I'm having trouble proving that if $A$ is an infinite set, then $A\approx A\times A$ using Zorn's Lemma directly.
My problem is I don't know how to choose the correct set to which apply Zorn; I have tried $$X=\{f_{B}\colon B\times B\longrightarrow B\mid B\subseteq A,\ f_{B}\ {\rm injective}\}$$ since it's obvious that $A\preceq A\times A$, and with $(X,\leq)$ (the order $f_{B}\leq f_{B'}$ if $B\subseteq B'$ and $f_{B'}$ restricted to $B\times B$ is $f_{B}$) I manage to get a maximal function of that kind, but then I can't "expand it" as usual to prove it must have domain $A\times A$. Do you know which set $X$ should I work with?

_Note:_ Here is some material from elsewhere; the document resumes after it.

PR #2945, opened 2026-06-06
Batch Loading + Expansion State Saving

gistya:
# Batch Loading + Expansion State Saving

For easy review, click these chunks. Note that most of the changes in the PR are in the tests.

So, you're ordering such injective functions $f_B: B \times B \rightarrow B$ by the relation that $f_B \leq f_{B'}$ if and only if $B \subseteq B'$ and $f_{B'}$ restricts to $f_B$ on $B \times B$, right?

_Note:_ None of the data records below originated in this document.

PR #3075, opened 2026-08-04
Quest graph lazy loading

gistya:
# Implements lazy loading of quest graphs for better user experience

**Implemented:**
- Graphs now load in chunks of several nodes at a time without blocking the UI thread. There existing animated loading indicator now works as expected and the progress indicator updates to accurately represent progress as the graph loads. 

**Fixed:**
- Fixes an issue where opening quest files would freeze the UI without a progress bar while they loaded and would appear all jumbled until layout completed.
- Fixes an issue where opening a document would not save the open documents list right away

### DIFF
--- a/WolvenKit.App/ViewModels/GraphEditor/RedGraph.Quest.cs
+++ b/WolvenKit.App/ViewModels/GraphEditor/RedGraph.Quest.cs
@@ -1558,6 +1558,9 @@ public partial class RedGraph
             }
         }
 
+        var inputs = graph.Nodes.Sum(n => n.Input.Count);
+        var outputs = graph.Nodes.Sum(n => n.Output.Count);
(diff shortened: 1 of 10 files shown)


misterchedda:
nice work! It seems quite smooth on testing on a few big questphase and scene files

However I see that only `QuestPhaseGraphView` subscribes to the new `CanvasRealized` but we'd want all graph consumers to do so too like .scene's `SceneGraphView` and .behavior `BehaviorGraphView`) too ideally since they are affected by this change so that users get the same loading indicator everywhere. Also - within questphase, inline phase navigation and breadcrumb/back navigation would also need it

gistya:
> but we'd want all graph consumers to do so too

i'm not familiar with all the other places. can you make a patch that implements it in the other spots or send me a list of the filenames that also need migration? thanks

By Zorn's lemma, there is a maximal such injective function $f_B: B \times B \rightarrow B$. If $B$ is properly contained in $A$, there are two cases (i): $A -B$ is finite or (ii): $A-B$ is infinite. In the first case, you're already done, because $B$ and $A$ would have the same cardinality. In the second case, you have plenty of leeway to extend $f_B$ to an injective function on $C \times C \rightarrow C$, where $C - B$ is infinite.